I feel like there should be something semantic to say here too, like $\lambda$-calculus corresponding to a “closed, unital, cartesian multicategory” (a cartesian multicategory that is “closed and unital” as in the second example here) and combinatory logic corresponding to a closed category that is also “cartesian” in some sense. Has anyone defined such a sense?
Relatedly, is there a notion of “linear combinatory logic” that would correspond to ordinary (symmetric) closed categories? My best guess is that instead of $S$ and $K$ you would have combinators with the following types:
$(B\to C) \to (A\to B) \to (A\to C)$ $(A \to (B\to C)) \to B \to A\to C$coming from the two ways to eliminate a dependency in $S$ to make it linear ($K$ is irreducibly nonlinear). These are of course the ways that you express composition and symmetry in a closed category.

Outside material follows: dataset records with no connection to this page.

PR #22, opened 2018-03-22
Ft/zenko 160 fix lvm storage

Zempashi:


group_vars/k8s-cluster/10-metal-k8s.yml
```diff
@@ -5,6 +5,9 @@ kube_basic_auth: True
 kubeconfig_localhost: True
 kubelet_authentication_token_webhook: True
 kube_api_pwd: "{{ lookup('password', playbook_dir + '/credentials/kube_user length=15 chars=ascii_letters,digits') }}"
+kube_feature_gates:
```
NicolasT: I decided to not get rid of var-patcher, because now we overwrite `kube_feature_gates`, even if Kubespray would enable some gate by default, or whatever. Sucks we can't 'append' to a default list in Ansible.

Zempashi: But that's the all point no ? To handle the case of kubespray upgrade ?

PR #23, opened 2018-03-22
feat(scale): add `scale-metal-k8s` playbook

NicolasT:


Zempashi:
Isn't it the same as 
`ansible-playbook metal-k8s.yml -l kube-node` ?

NicolasT:
Don't think so... it delegates to `kubespray/scale.yml`, not `kubespray/cluster.yml`.

PR #24, opened 2018-03-23
grafana suburl

Zempashi:


roles/kube_prometheus/files/grafana_ingress.yml
```diff
@@ -0,0 +1,16 @@
+apiVersion: extensions/v1beta1
+kind: Ingress
+metadata:
+  namespace: 'kube-ops'
```
NicolasT: Hmh, maybe don't put `namespace` here, but pass it to the `kube` step in the playbook.

Zempashi: But I don't like having same piece of information in differente places. If an admin go to the server and want to just modify something and apply, it will spawn a Ingress in default or something like that.

I can put a template, and a variable if you want

NicolasT: Good point. On the other hand, I was wondering why we're leaving these deployment files on the server anyway? Why not remove them as we do for the Helm values files?

roles/kube_prometheus/files/grafana_ingress.yml
```diff
@@ -0,0 +1,15 @@
+apiVersion: extensions/v1beta1
+kind: Ingress
+metadata:
+  name: "kube-prometheus-grafana-ingress"
```
NicolasT: Could make sense to add labels here as well over time, cfr https://github.com/scality/metal-k8s/pull/30#discussion_r176879125

```yaml
app: kube-prometheus-grafana
release: kube-prometheus
```

PR #25, opened 2018-03-23
Deploy `metrics-server`

NicolasT:


roles/kube_metrics_server/tasks/main.yml
```diff
@@ -0,0 +1,32 @@
...
+    - resource-reader.yaml
+  run_once: true
+  delegate_to: "{{ groups['kube-master'][0] }}"
+
+- name: 'Deploy metrics-server'
+  kube:
+    kubectl: '{{ bin_dir }}/kubectl'
+    filename: '{{ ms_addon_dir }}/{{ item }}'
+    state: 'latest'
+  with_items:
```
Zempashi: Avoiding repetition of files, could be done via `register: ms_manifests` on template task, 
and `with_items: '{{ ms_manifests.results|default([])|map(attribute='item')|list }}'` on this one

PR #26, opened 2018-03-23
cert-manager with self-signed ca

Zempashi:
`kubectl describe clusterissuer`
```
[...]
Events:
  Type     Reason         Age               From                     Message
  ----     ------         ----              ----                     -------
  Warning  ErrGetKeyPair  1s (x10 over 4s)  cert-manager-controller  Error getting keypair for CA issuer: error parsing private key: asn1: structure error: tags don't match (2 vs {class:0 tag:16 length:13 isComp
ound:true}) {optional:false explicit:false application:false defaultValue:<nil> tag:<nil> stringType:0 timeType:0 set:false omitEmpty:false}  @5
  Warning  ErrInitIssuer  1s (x10 over 4s)  cert-manager-controller  Error initializing issuer: error parsing private key: asn1: structure error: tags don't match (2 vs {class:0 tag:16 length:13 isCompound:true}
) {optional:false explicit:false application:false defaultValue:<nil> tag:<nil> stringType:0 timeType:0 set:false omitEmpty:false}  @5
```
If someone has an idea ;)

### DIFF
--- a/roles/kube_cert_manager/defaults/main.yml
+++ b/roles/kube_cert_manager/defaults/main.yml
@@ -1,0 +1,12 @@
+debug: False
+
+cert_manager_version: '0.2.4'
+cert_manager_namespace: 'kube-ingress'
+cert_manager_repo: 'https://kubernetes-charts.storage.googleapis.com'
+cert_manager_release_name: 'cert-manager'
+
+ca_key_localpath: '{{ playbook_dir }}/group_vars/k8s-cluster/11-zenko-ca-private-key.yml'
+ca_cert_localpath: '{{ playbook_dir }}/group_vars/k8s-cluster/11-zenko-ca-cert.yml'
+kube_ca_cn: example.com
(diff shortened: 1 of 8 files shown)


roles/kube_cert_manager/defaults/main.yml
```diff
@@ -0,0 +1,12 @@
+debug: False
+
+cert_manager_version: '0.2.4'
+cert_manager_namespace: 'kube-ops'
```
NicolasT: Maybe `kube-ingress` is more appropriate?

Zempashi: yes, indeed...

Zempashi:
Problem above: fixed (openssl_private key generate private key with ` -----BEGIN PRIVATE KEY-----` instead of `-----BEGIN RSA PRIVATE KEY-----` header)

Exactly, linear combinatory logic is BCI, where B is your first, and C is your second (and you need I for the identity as well). Affine combinatory logic is BCK.
I don’t know about your “cartesian” closed categories question.
These “my first slide” pages are not spam, but the result of people clicking on the link “Make this page an S5 slideshow”, which is the most prominently placed link on the edit page. It is our fault, or that of the software anyway, that this keeps happening.
Thanks Ulrik! Can you give a reference? I tried searching the Internet for “linear combinatory logic” but that didn’t seem to be a useful search term.
Also, wouldn’t affine combinatory logic be BCKI? Or can you somehow deduce I from B, C, and K?
The BCK combinators support affine bracket abstraction: [x]t where x occurs at most once in t.
We can define I ≡ CKK.
Slide 6 of Abramsky’s slides.
The search terms seem to be BCI and BCK logic. I said “linear combinatory logic”, because that’s what you and I would understand immediately. (-:
I guess the main results for BCI and BCK are condensed detachment (Hindley, 1993) and principal typings (Hirokawa, also 1993). I’m not that familiar with the area.
Hindley, BCK and BCI logics, condensed detachment and the 2-property, 1993: http://projecteuclid.org/euclid.ndjfl/1093634655
Hirokawa, Principal types of BCK-lambda-terms, 1993: http://www.sciencedirect.com/science/article/pii/030439759390171O
Thanks! (I forgot that even in ordinary cartesian combinatory logic you can define $I=S K K$; so it’s not too surprising that the same is true affinely.)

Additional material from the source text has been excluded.